Tradições sangrentas: Os carrascos da França

Os pontos altos da carreira de seu descendente, Charles-Henri Sanson, foram o primeiro uso da guilhotina em Paris e a execução de Luís XVI em janeiro de 1793. Ele foi intitulado pelos cidadãos Monsieur de Paris (o Cavalheiro de Paris), e seu segundo filho Henri, executou Maria Antonieta em 1793.

A sombria indústria da morte

A execução pública há muito tempo é uma expressão de autoridade e uma musa mórbida para as massas. Todas as culturas e sociedades parecem ter participado do ritual da morte em algum momento; seja para apaziguar os deuses, como os astecas, para manter a sociedade sob controle, como os romanos fizeram tão implacavelmente, ou, como é amplamente conhecido, para desafiar e derrubar a própria monarquia, como realizado pelos revolucionários franceses.

Hereditário e horripilante: As famílias de carrascos

Imagens de carrascos encapuzados, semelhantes a duendes, aplicando a crueldade de um regime com uma variedade de ferramentas mortais – laços, espadas, machados e, claro, guilhotinas – persistem em nossa consciência histórica. No entanto, raramente imaginamos a execução pública como um negócio familiar.

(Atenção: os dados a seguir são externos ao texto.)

PR #2266, opened 2019-06-06
Scilla syntax checker

bogdan:
Scilla is a programming language of Zilliqa blockchain

https://scilla-lang.org/

### DIFF
--- a/doc/syntastic-checkers.txt
+++ b/doc/syntastic-checkers.txt
@@ -100,6 +100,7 @@ SYNTAX CHECKERS BY LANGUAGE                          *syntastic-checkers-lang*
 
     SASS.....................................|syntastic-checkers-sass|
     Scala....................................|syntastic-checkers-scala|
+    Scilla...................................|syntastic-checkers-scilla|
     SCSS.....................................|syntastic-checkers-scss|
     Sh.......................................|syntastic-checkers-sh|
     Slim.....................................|syntastic-checkers-slim|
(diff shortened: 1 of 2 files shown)


lcd047:
Scilla isn't something I can check easily, and it seems pretty specialized.  Consequently this checker is probably best fit for staying [ext][external].

A couple of suggestions though:
- you shouldn't add `exe` to `makeprgBuild()`, setting `exec` in `CreateAndRegisterChecker()` takes care of  all relevant details
- you don't need an ad-hoc variable `syntastic_scillachecker_stdlib_path`, the standard mechanism of `syntastic_scilla_scillachecker_args` is built in and much more flexible.

[ext]: https://github.com/vim-syntastic/syntastic/wiki/Syntax-Checker-Guide#external

bogdan:
Ok, I applied all your suggestions. You may or may not merge it... that is fine. I just got it online if someone would need it and can quickly copypaste without knowing all syntastic details.

It would be easier if I can make such generic checkers in single line like:

``` vim
call g:SyntasticRegistry.CreateAndRegisterChecker({
    \ 'filetype': 'scilla',
    \ 'name': 'scillachecker',
    \ 'exec': 'scilla-checker',
    \ 'errorformat': '%f:%l:%c:%m'})
```

That would make me feel like it is not worth inventing a vim plugin.

lcd047:
It's possible, provided you're willing to give up some functionality: `:h write-compiler-plugin`.

bogdan:
Well, I don't want to give up functionality obviously... I just think that my code can be 5x shorter if `CreateAndRegisterChecker` would support `errorformat` option. I think many syntax checkers can be 1 line of code if `CreateAndRegisterChecker` would support all the options of `makergBuild` and `SyntasticMake`.

lcd047:
Since you insist of turning this into an issue: I just run a quick `grep` through the code.  Currently, out of 187 checkers that use `makeprgBuild()`, 40 are calling `makeprgBuild({})`.  Out of these, 9 also have a trivial `SyntasticMake()` and nothing in between, and would benefit from your suggestion.  Fortunately syntastic design wasn't optimized for your preferences.

Unrelated: as you might have noticed, syntastic is all but dead.  People seem to use [ALE][ale] these days.

[ale]: https://github.com/w0rp/ale

PR #2267, opened 2019-06-15
Loclist follow

elbeardmorez:
For your consideration. 

As per the first commit message..

-adds 'SyntasticLoclist.nearest()' which sets the location list
position to the item nearest the current buffer's cursor position. use
of the 'CursorMoved' hook allowing this to be used to 'sync' your
cursor with the location list
-enabled / disabled via 'g:syntastic_loc_list_follow' int

Notes:
1. Touches vimscript only.
2. I've had a simpler version of this working a while now, the latter tweaks/commits around interline movement are new, but appear to be working well.
3. Please be aware my vimscript foo isn't great so elementary vimscript faux-pas should be looked for!
4. The attempt at integration feels a little flaky to me too. Although I believe I followed an existing pattern, using a buffer variable as 'the switch' doesn't seem ideal, and also finding I had to move the hook in 'SyntasticRefreshCursor' to avoid short-circuits for 'private line' functionality felt hairy.
5. There may be a better (built-in) mechanism to arrive at the current/last item too (e.g. it's surely calculated somewhere given it's displayed in the cmd window (albeit only when the cursor is actually on the item)) ..but alas, the functionality I wanted, based on my own preference, was 'whatever's nearest', full stop, and that's what's implemented.
6. I think the use of the buffer var storing last position, in order to quickly get one to 'usually within the near vicinity of' the correct line on each iteration is a good enough approach to scale with silly large list sets - I see no lag at all.. ..but then maybe my setup is simplistic (few plugins) compared to others and thus this might require consideration. As noted in the last commit, a short-circuit was necessarily removed to get the interline aspect working ..so maybe that could be optional.

My sincere thanks for this plugin, it's just fantastic.

### DIFF
--- a/doc/syntastic.txt
+++ b/doc/syntastic.txt
@@ -499,6 +499,14 @@ When set to 3 the error window will be automatically opened when errors are
 detected, but not closed automatically. >
     let g:syntastic_auto_loc_list = 3
 <
+                                                 *'syntastic_loc_list_follow'*
+Type: integer
+Default: 0
+Use this option to enable automatic updating of the selected location list
+item based on the current cursor position. The nearest item with be selected.
+>
+    let g:syntastic_loc_list_follow = 1
+<
                                                  *'syntastic_loc_list_height'*
 Type: integer
 Default: 10
--- a/plugin/syntastic.vim
+++ b/plugin/syntastic.vim
@@ -101,6 +101,7 @@ let g:_SYNTASTIC_DEFAULTS = {
         \ 'id_checkers':              1,
         \ 'ignore_extensions':        '\c\v^([gx]?z|lzma|bz2)$',
         \ 'ignore_files':             [],
+        \ 'loc_list_follow':          0,
         \ 'loc_list_height':          10,
         \ 'nested_autocommands':      0,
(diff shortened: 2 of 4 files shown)


lcd047:
Sorry to disappoint you, but this seems to be outside the scope of syntastic.  The purpose of syntastic is to run linters, and build `loclist`s based on their output; navigating said `loclist`s is intentionally left to the user.  Your patch could be a stand-alone plugin though: if I understand it correctly it doesn't have anything specific to syntastic, it just helps with with navigation through `loclist`s and `qflist`s.

Unrelated: syntastic is essentially dead these days, people seem to use [ALE][ALE] instead these days.

[ALE]: https://github.com/w0rp/ale

elbeardmorez:
No probs. I saw it as extending what 'show' and 'jump' features currently do but understand every project has its lines. I'll now have equal fun ripping it back out and creating a standalone plugin 🤣

PS. Thanks for the heads up. 👍

elbeardmorez:
In case anyone stumbles upon this effort with enough interest, see [vim-loclist-follow](https://github.com/elbeardmorez/vim-loclist-follow)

O Martírio de Luís XVI, Rei de França — perdôo os meus inimigos, morro inocente!!! , gravura de Isaac Cruikshank, 1º de fevereiro de 1793
O Martírio de Luís XVI, Rei de França — perdôo os meus inimigos, morro inocente!!! , gravura de Isaac Cruikshank, 1º de fevereiro de 1793

O ofício sangrento: Vida e morte de um carrasco

Na Alemanha, Franz Schmidt herdou o ofício de carrasco de seu pai na cidade bávara de Hof em 1573. Seu teste final foi a decapitação de um cachorro vadio no quintal de seu pai. Mais tarde, ele se tornou o executor-chefe em Nurnberg, após se casar com a filha do então executor-chefe.

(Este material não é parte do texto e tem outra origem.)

PR #6, opened 2023-04-27
User types

goens:
I translated `Kind`s into parametric `UserType` inductives as we discussed; Lean gets pretty picky about which instance you're talking about, even with `variable`s, so the code at points becomes more messy, but in principle we should get the same just parametric on this `BaseType` with a typeclass that says we can translate to a Lean `Type`

This essentially competes with the `TypeSemantics` of Chris, where we encode the user types concretely as `Nat`s. With the instances we have in the end we could translate everything into these semantics only "under the hood".

There's an issue remaining where I couldn't figure out what was happening in the `op` case of `inferType` and sorried it now. If we agree that this approach makes sense, we can try and figure out what happened here.

### DIFF
--- a/SSA/WellTypedFramework.lean
+++ b/SSA/WellTypedFramework.lean
@@ -1,10 +1,14 @@
 import SSA.Framework
 import Mathlib.Data.Option.Basic
 
-class BaseTypeClass (BaseType : Type)  : Type 1 where
+/-
+Typeclass for a `baseType` which is a godel code of 
+Lean types.
+-/
+class Godel (BaseType : Type)  : Type 1 where
   toType : BaseType → Type
 
-instance : BaseTypeClass Unit where toType := fun _ => Unit
+instance : Godel Unit where toType := fun _ => Unit
 
 inductive UserType (T : Type) : Type where
   | base : T → UserType T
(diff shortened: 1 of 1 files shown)


SSA/WellTypedFramework.lean
```diff
@@ -1,91 +1,128 @@
...
+def SSAIndex.ieval (Op : Type)
+    [TypedUserSemantics Op BaseType] : SSAIndex → Type
+  | .TERMINATOR => TypeData BaseType
+  | .EXPR => TypeData BaseType
+  | .REGION => TypeData BaseType × TypeData BaseType
   | .STMT => List Var
 
-abbrev K : Type → Type := StateT ((Var → TypeData) × (Var → (TypeData × TypeData))) Option
-
+abbrev K : Type → Type := StateT ((Var → TypeData BaseType) × (Var → (TypeData  BaseType × TypeData BaseType))) Option
```
bollu, line 105: I suggest parameterizing K by `BaseType`. That should allow Lean to figure out what we mean, as then `BaseType` becomes an explicit argument (instead of an implicit as it is right now)

bollu:
@goens review, please

SSA/WellTypedFramework.lean
goens: no octopus emoji in github :(

SSA/WellTypedFramework.lean
```diff
@@ -1,57 +1,60 @@
...
-structure UserData {BaseType : Type} [DecidableEq BaseType] [BaseTypeClass BaseType] where
+structure UserData {BaseType : Type} [BaseTypeClass BaseType] where
   type : UserType BaseType
   value : type.toType
 
 
-inductive  TypeData (BaseType : Type) [DecidableEq BaseType] [BaseTypeClass BaseType] : Type
+-- @goens: I suggest removing [DecidableEq ...] [BaseTypeClass ...]
+-- We do not keep typeclass constraints on definitions, only on use sites.
+-- See the Haskell rationale:
```
goens: Interesting! My rationale was that while `DecidableEq` is technically unnecessary for `BaseTypeClass`, it's morally what we want, same for `TypeData`, we morally want this only for user types, that's why I put them here. I think you forgot to put the link to the Haskell rationale? I'd be curious to understand why.

SSA/WellTypedFramework.lean
```diff
@@ -1,10 +1,14 @@
 import SSA.Framework
 import Mathlib.Data.Option.Basic
 
-class BaseTypeClass (BaseType : Type)  : Type 1 where
+/-
+Typeclass for a `baseType` which is a godel code of
```
goens, line 5: I'm happy with having a better name than `BaseTypeClass` for this! Honestly, almost any name does it. I'm curious why Gödel though? It's not quite the same as the Gödel encoding of statements as numbers, which is the only analogy that fits here I know of.

SSA/WellTypedFramework.lean
```diff
@@ -5,8 +5,11 @@ import Mathlib.Data.Option.Basic
 Typeclass for a `baseType` which is a godel code of 
 Lean types.
 -/
-class Godel (BaseType : Type)  : Type 1 where
-  toType : BaseType → Type
+class Godel (β : Type)  : Type 1 where
+  toType : β → Type
+open Godel /- make toType publically visible in module. -/
+
+notation "⟦" x "⟧" => Godel.toType x
```
goens, line 12: that's a cool notation, why not call the typeclass `DenoteLean` for example, in allusion to this?

SSA/WellTypedFramework.lean
```diff
@@ -18,118 +21,121 @@ inductive UserType (T : Type) : Type where
...
-def toType [Godel BaseType] : UserType BaseType → Type
-  | .base t => Godel.toType t
+def toType [Godel β] : UserType β → Type
+  | .base t =>  ⟦t⟧
   | .pair k₁ k₂ => (toType k₁) × (toType k₂)
   | .triple k₁ k₂ k₃ => toType k₁ × toType k₂ × toType k₃
   | .unit => Unit
 
-def mkPair {BaseType : Type} [Godel BaseType] {k₁ k₂ : UserType BaseType}: toType k₁ → toType k₂ → toType (.pair k₁ k₂)
+instance [Godel β] : Godel (UserType β) where
```
goens, line 32: nice!

SSA/WellTypedFramework.lean
```diff
@@ -18,118 +21,121 @@ inductive UserType (T : Type) : Type where
...
 
-structure UserData {BaseType : Type} [Godel BaseType] where
-  type : UserType BaseType
-  value : type.toType
+structure UserData [Godel β] where
+  type : UserType β
+  value : toType type
 
 
--- @goens: I suggest removing [DecidableEq ...] [Godel ...]
```
goens: so @bollu style is removing comments :D? I was curious about the rationale (see comment on other commit)

SSA/WellTypedFramework.lean
bollu: Ah, as a generalization of godel coding, where we reflect the metatheory (PA) into the theory using natural numbers. I've seen this type of thing be called `Code`, though I am unsure where --- either in ATAPL, or in one of Andrej Bauer's code.

SSA/WellTypedFramework.lean
bollu: Heh, right, sorry for deleting the comment :) 

the rationale is from abstract algebra: you usually need no typeclass data to construct an object. It is thus evil to prevent users from constructing the object, since then your constructor is not at the maximum level of generality.

In terms of pure engineering, it reduces  the number of typeclasses to be deduced and makes error messages (and code) more concise :)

Ele foi retratado na época decapitando Hans Froschel com um golpe certeiro de uma espada imponente. Franz deixou um diário rico e íntimo, registrando não apenas detalhes técnicos, mas também suas opiniões consideradas, detalhando suas 361 execuções ao longo da carreira. Franz formalmente se aposentou do ramo de execuções para seguir uma carreira bem-sucedida como médico, falecendo posteriormente como um homem rico e respeitável.

The Near in Blood, the Nearer Bloody , gravura de Isaac Cruikshank, 26 de janeiro de 1793
The Near in Blood, the Nearer Bloody , gravura de Isaac Cruikshank, 26 de janeiro de 1793

A revolução e a necessidade de inovação

A Revolução Francesa impôs uma extrema pressão sobre os carrascos. Em um ofício que exigia habilidades técnicas com cordas e lâminas, os novatos enfrentavam uma curva de aprendizado íngreme, mas o protocolo era rigoroso – nenhum corte irregular era tolerado. Para aliviar essa situação, surgiu a guilhotina.

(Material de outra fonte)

PR #11, opened 2023-05-16
Simplify tactics in instcombine proof to better understand the proof evolution

tobiasgrosser:


SSA/Examples/InstCombinePeepholeRewrites.lean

Rápida, confiável, limpa e impessoal, ela se tornou a escolha ideal para a industrialização da justiça mortal. Além de beneficiar os condenados, a guilhotina atendeu à crescente demanda dos profissionais médicos por cadáveres frescos, praticamente intactos. O protocolo exigia respeito pelos cadáveres, proibindo qualquer degradação ou humilhação após a decapitação.

Gravura que retrata a execução de Luís XVI
Gravura que retrata a execução de Luís XVI

O estigma e o isolamento social

Ao mesmo tempo insultados e temidos, casar-se com alguém da linhagem dos carrascos era considerado uma sentença de morte social. O público em geral tinha a superstição de que os algozes eram intocáveis. Qualquer interação, amizade ou relacionamento com um carrasco que havia executado um parente era impensável, e eles eram mantidos bem afastados da sociedade.

Certamente, um carrasco nunca seria considerado amigo de alguém e definitivamente não seria o vizinho mais desejável. Um insulto na época era ser acusado de jantar com o carrasco. Aceitar o emprego significava um divórcio instantâneo da sociedade para as famílias e seus herdeiros. As famílias não tinham escolha senão casar entre si (inevitavelmente havia cruzamentos); as filhas se casavam com carrascos estabelecidos, os primeiros filhos para herdar o negócio, e os segundos filhos se tornavam assistentes do carrasco na próxima cidade. Assim, eles se tornaram dinastias separadas, raramente interagindo com outras famílias.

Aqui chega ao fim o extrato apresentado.